My two pieces of advice are the two signatures I have with every post; perception is reality, and the key to a great marriage is making your spouses every want something you need to give them, and vice versa.

If someone percieves the sky to be neon red everyday, you can explain to them 1,000 times over that is in fact blue, but if they see neon red it is neon red to them. So work with them on their perception and remember it gets there for a reason. 

Give your spouse everything they want that you can give them, provided it is feasible and reasonable to do so, and expect them to do the same for you. I couldn't imagine a better relationship where both people work hard to fulfill the wants and needs of the other as often as possible.


----------



## EleGirl (Dec 3, 2011)

Read the books "His Needs, Her Needs" and "Love Busters" before you get married. Work through them together. Then use the advice given as the guide to how you live your marriage.


----------



## Fozzy (Jul 20, 2013)

Separate bank accounts.


----------



## john117 (May 20, 2013)

Make sure you're comfortable with your in laws, their customs, norms, appearance, attitudes, etc. Your spouse has a good chance of turning into their parent so if you have not taken a good look at your future mother in law (not THAT look lolz) now is the time to ask.

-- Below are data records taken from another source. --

PR #5257, opened 2026-08-20
RadioListItem and CheckboxListItem accept rich label and description content

cixzhang:
## Why

`RadioListItem` types `label` and `description` as `string`. Its sibling `CheckboxListItem` already types `label` as `ReactNode`, so radio and checkbox disagree about the same slot — and an app whose option descriptions carry a link can type one on neither.

The runtime was never the obstacle. `Item` and `ListItem` have taken `ReactNode` for both slots all along, so a rich node already rendered and the label element already named the radio from its own text. Only the types refused.

## What

`label` on `RadioListItem`, and `description` on both items, are now `ReactNode`. `RadioListItem` picks up the `aria-label` escape hatch `CheckboxListItem` established, with the same meaning: a plain-text accessible name applied to the control, not the row.

The two controls reach that name by different routes, and the prop docs say so rather than pretending they match:

- `CheckboxListItem`'s checkbox carries its own visually hidden label, so a rich `label` leaves it named "Checkbox" — it warns in dev until you pass `aria-label`.
- `RadioListItem`'s `<label htmlFor>` wraps the visible content and is tied to the input, so a rich label still computes a name from its text. `aria-label` narrows a name that reads badly, rather than rescuing a missing one, so there is no dev warning here — it would fire on labels that are already named correctly.

Rich labels may include links or other interactive content. The visual label renders in a plain `<span>`, while the row delegates only non-interactive surface clicks to the control. Nested links and buttons therefore keep their own behavior without selecting or toggling the item. The radio still derives its accessible name from the rich label text; pass `aria-label` when that flattened text is absent or reads poorly.

**Left alone deliberately.** `RadioList` and `CheckboxList` keep `label: string` and `description?: string`. Those are the group's field-level label and helper text, owned by `Field` and shared with every input that composes it; widening them is a change to `Field`'s contract alongside `isLabelHidden` and `labelTooltip`, with its own accessible-name story. Different change.

## Risk

One behavior change: `aria-label` on `RadioListItem` used to land on the row `<div>`, where ARIA ignores it on a role-less element. It now names the radio. Every other `aria-*` still forwards to the row, matching `CheckboxListItem`.

Widening `description` also made a latent guard mismatch reachable, so it is fixed here: the description element was guarded by `!= null` while its `aria-describedby` used truthiness, and the ordinary `flag && <span>…</span>` idiom yields `false` — enough to render an empty described-by target. Both now go through `isRenderable`.

## Testing

Core suite (7057 tests), `typecheck`, `typecheck:docs` and lint all green. New unit tests cover the name computed from a rich label, `aria-label` overriding it, non-interactive rich-label content still selecting on click, links inside labels and descriptions remaining separate keyboard targets without selecting or toggling the item, and an empty description leaving `aria-describedby` off.

jsdom cannot settle accessible names, so the a11y half was read out of Chromium's own accessibility tree against the new stories:

| Control | Accessible name | Accessible description |
|---|---|---|
| radio, label `Pro <Badge label="Popular" />`, no `aria-label` | `Pro Popular` | — |
| same, with `aria-label="Pro"` | `Pro` | `$12 per seat. See what is included` |
| radio, string label, rich description | `Starter` | `Free forever. Compare plans` |
| checkbox, rich description | `Personalization` | — |

Interaction in the same browser: clicking a rich label selects its radio; clicking a link inside a description selects nothing, on radio and checkbox alike, while a click on the rest of the checkbox row still toggles it.

### DIFF
--- a/.changeset/radio-checkbox-list-item-rich-content.md
+++ b/.changeset/radio-checkbox-list-item-rich-content.md
@@ -1,0 +1,21 @@
+---
+'@astryxdesign/core': patch
+---
+
+[feat] RadioListItem and CheckboxListItem accept rich `label` and `description`
+
+`RadioListItem` typed `label` and `description` as `string` while its sibling
+`CheckboxListItem` already typed `label` as `ReactNode` — so the same slot had
+two contracts, and an app whose option descriptions carry links could not type
+them on either component. Both now take `ReactNode`; the runtime already
+rendered it.
+
+`RadioListItem` gains the `aria-label` escape hatch `CheckboxListItem`
+established, with the same meaning: a plain-text accessible name for the
+control. The radio differs in one way worth knowing — it points at its visible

I know it's specific to my case but also find out if any type of mental illness runs in the family... They won't tell you of course but try to interact with sufficient numbers of brother or sister in laws to get a better read.


----------



## jorgegene (May 26, 2012)

Marry someone that's nice, not moody and temperamental and someone who doesn't play games.


----------



## mablenc (Feb 26, 2013)

Don't dwell on the little things and learn to let them go.
_Posted via Mobile Device_


----------



## couple (Nov 6, 2010)

Keep it fun and don't take yourselves too seriously. Don't put each other up on pedestals. You are both humans. Be open about sexual matters. Sexuality is a very important part of who you are and it's amazing how so many couples are not comfortable sharing important aspects of their sexuality with their spouses - e.g. their sexual history and how they really feel about it, their fantasies, etc.


----------



## ChargingCharlie (Nov 14, 2012)

FW is spot on - make sure you're on the same sexual wavelength as your spouse. If you want it everyday, and he/she can go without for a year, you will have an issue.

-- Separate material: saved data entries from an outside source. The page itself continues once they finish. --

PR #5259, opened 2026-08-20
cli: include integration-contributed components in unified search/build

### LINKED ISSUE #5258: search/build never see integration-contributed components
### Problem

`astryx search` and `astryx build` build their component candidate list from `gatherComponents(coreDir)` in `api/search/search.mjs`, which only ever scans `@astryxdesign/core`. A project's configured integrations (`astryx.config`'s `integrations` array) are never part of that pool — not behind a flag, just absent from the code path.

This means a component that only exists in an integration (no core equivalent, no name collision) is invisible to both `search` and `build`, even though `component --list` and `component <Name>` already resolve it correctly via the same `loadedIntegrations` data `component/list.mjs` already uses.

### Repro

Register an integration contributing a component, e.g. `OtpField` (no core equivalent):

- `astryx component OtpField` — finds it.
- `astryx component --list` — finds it, tagged with its owning package.
- `astryx search "otp"` — returns unrelated doc/template results, never mentions it.
- `astryx build "collect a verification code"` — recommends `TextInput` instead.

For coding agents this is the same class of problem `AGENTS.md`'s "discover, don't guess" workflow is meant to prevent: an agent following that workflow through `search`/`build` will never reach an integration's own components, and will reach for whatever core component looks closest instead.

### Fix

I have a PR ready: splits `gatherComponents` into `gatherCoreComponents` (unchanged) and `gatherIntegrationComponents`, the latter reusing `loadIntegrationsSafely` + `discoverIntegrationComponents` — the same functions `component/list.mjs` already uses for `component --list`. `gatherComponents` merges both; its call site now passes `cwd` alongside `coreDir` so the integration lookup has a project root to resolve from.

andrskr:
Fixes #5258.

## Problem

`search`/`build`'s component candidate list came from `gatherComponents(coreDir)`, which only ever scanned `@astryxdesign/core`. A project's configured integrations were never part of the pool, so an integration-only component (no core equivalent, no name collision) was invisible to `astryx search` and `astryx build`, even though `component --list` and `component <Name>` already resolve it via the same `loadedIntegrations` data.

## Fix

Split `gatherComponents` into `gatherCoreComponents` (unchanged) and `gatherIntegrationComponents`, which reuses `loadIntegrationsSafely` + `discoverIntegrationComponents` — the same functions `component/list.mjs` already uses to make integration components show up in `component --list`. `gatherComponents` now merges both, and its call site passes `cwd` alongside `coreDir` so the integration lookup has a project root to resolve from.

An integration component's `import` hint is set to its owning package name (`rec.package`), matching the granularity `component --list`'s brief detail already uses (`package: integration.name`) — no new import-path-resolution logic invented.

## Testing

New tests in `search.test.mjs` stand up a temp consumer with a stub core and an installed integration (same harness as `template-integration.test.mjs`), and assert the integration's component appears in search results with the integration package as its import hint.

- `search.test.mjs` alone: 13/13 passed (11 pre-existing + 2 new).
- `api/search`, `api/build`, `api/component` together: 35/36 passed. The one failure (`component.test.mjs`, a case-sensitivity check) is in a file this diff doesn't touch, and reproduces identically without this change — it's a case-insensitive-filesystem artifact of the sandbox this was developed in, not a regression from this patch.

Happy to adjust the `import` hint shape or split anything out if you'd rather keep this more minimal.

### DIFF
--- a/packages/cli/api/search/search.mjs
+++ b/packages/cli/api/search/search.mjs
@@ -36,10 +36,12 @@ import {pathToFileURL} from 'node:url';
 import {findCoreDir, CLI_ROOT} from '../../foundation/fs/paths.mjs';
 import {
   discoverComponents,
+  discoverIntegrationComponents,
   findComponentReadme,
   resolveImportPath,
 } from '../../foundation/discovery/component-discovery.mjs';
 import {discoverHooks, findHookDoc} from '../../foundation/discovery/hook-discovery.mjs';
+import {loadIntegrationsSafely} from '../component/_adapter.mjs';
 import {levenshteinDistance} from '../../foundation/text/string-utils.mjs';
 import {discoverTemplates, extractComponents} from '../template/template.mjs';
 import {AstryxError} from '../error.mjs';
@@ -353,12 +355,12 @@ async function loadModuleDoc(docPath, exportName = 'docs') {
 }
 
 /**
- * Build component candidates: name + keywords + usage/description from the
- * component's .doc.mjs.
+ * Build component candidates from core's own tree: name + keywords +
+ * usage/description from the component's .doc.mjs.
  * @param {string} coreDir
  * @returns {Promise<Candidate[]>}
  */
-async function gatherComponents(coreDir) {
+async function gatherCoreComponents(coreDir) {
   const grouped = discoverComponents(coreDir);
   const names = Object.values(grouped).flat();
   /** @type {Candidate[]} */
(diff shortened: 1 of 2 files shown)


packages/cli/api/search/search.mjs
```diff
@@ -386,6 +388,50 @@ async function gatherComponents(coreDir) {
...
+  const candidates = [];
+  for (const integration of loadedIntegrations) {
+    for (const rec of discoverIntegrationComponents(integration)) {
+      const doc = await loadModuleDoc(rec.docPath);
+      candidates.push({
+        domain: 'component',
+        name: rec.name,
+        keywords: doc && Array.isArray(doc.keywords) ? doc.keywords : [],
+        description: doc ? doc.usage?.description || doc.description || '' : '',
+        _import: rec.package,
```
cixzhang, line 413: `component <Name>` resolves the exports subpath (`_adapter.mjs:405`) — this hint stays at package level.

cixzhang (approved):
Thanks — search and build finally agreeing with `component --list` is the right fix, and the test fails without it. Merging as is; one optional nit inline.

[Reviewed by Robohands]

Also make sure about his/her family - my wife has a sister that's a total PITA drama queen, and tries to drag my wife into her issues, which sometimes succeeds because my wife doesn't want to upset her sister.


----------



## Thound (Jan 20, 2013)

Here is what I learned. Own your mistakes and never turn the argument around and make it her fault. Also if she wants to go and do something that your not really into it, go and act is if your having the greatest time ever. Wished I would have done this 32 years ago.


----------



## Adeline (Jan 24, 2014)

Wait, this is posted in the sex section, so are you wanting to gather advice just about sex in a marriage? Most people seem to be posting advice in general.

I'll do both.

For sex, have fun with it. Don't let the fun die after marriage. I loved always striving to be his fantasy. Whenever we'd go shopping in the mall we'd always go into the lingerie stores and sex shops and he'd pick out what he'd want me to wear... fun to do together, and then also fun later  I loved to go the extra mile with fun get ups, or sometimes just walk in naked with heels  Every Halloween I'd buy a new sexy costume just to be worn around the house for him. I took the reins if I realized sex hadn't happened in a while (he worked long, hard hours, and often fell asleep at like 7) so I'd often get up early in the morning to give him a nice surprise in the shower 

For general advice, it would be to not let little things turn into big things. If there is a problem brewing, address it right then and there, or as soon as possible, to solve it before it turns into something unnecessary and breeds other issues. Be willing to be actively preventative in your marriage and guard it against the problems we can create when we become too lazy or selfish.


----------



## Wolf1974 (Feb 19, 2014)

Have a prenup to protect all your assests

Discuss all topics that are and WILL be important as your marriage goes along : kids, finances, chores, where you will love and so on

Live together first to make sure you see the ins and outs of the person

Most important : set your boundrys and requirements early on and stick to them. Don't want to have outside opposite gender friends? then state that and what the consequences are. Want to have a certain frequency of sex of oral sex least once a week or whatever discuss it first and and discuss consequences. ALL information up front 

Finally, in case you're young and I see this on TaM frequently, do not expect change. Post after post about how "my wife or husband doesn't want to ever have sex or give head" then you find out they never did and this poster married them anyway. You get what you know about so either accept them, good and bad, or don't get married at all. My experience is people don't change so what cards they show you prior to marriage is what you get.


----------



## Yeswecan (Jul 25, 2014)

Pick your battles. 

Always always always give your significant other your undivided attention no matter the situation. Identify each others top emotional needs. Work at fulfilling those needs everyday.


----------



## Jellybeans (Mar 8, 2011)

Advice for ON the actual wedding day?

EAT!

So many brides/grooms are caught up and saying hi to everyone that they don't eat properly/healthily.


----------



## TheCuriousWife (Jan 28, 2013)

TAKE SOME DANG SLEEPING MEDS BEFORE!!!!

Gah. I got exactly zero sleep the night before my wedding. I was too nervous and excited. On my wedding I was so tired that it ruined my entire day. I didn't dance, every one thought I was grumpy, and I can hardly remember it! 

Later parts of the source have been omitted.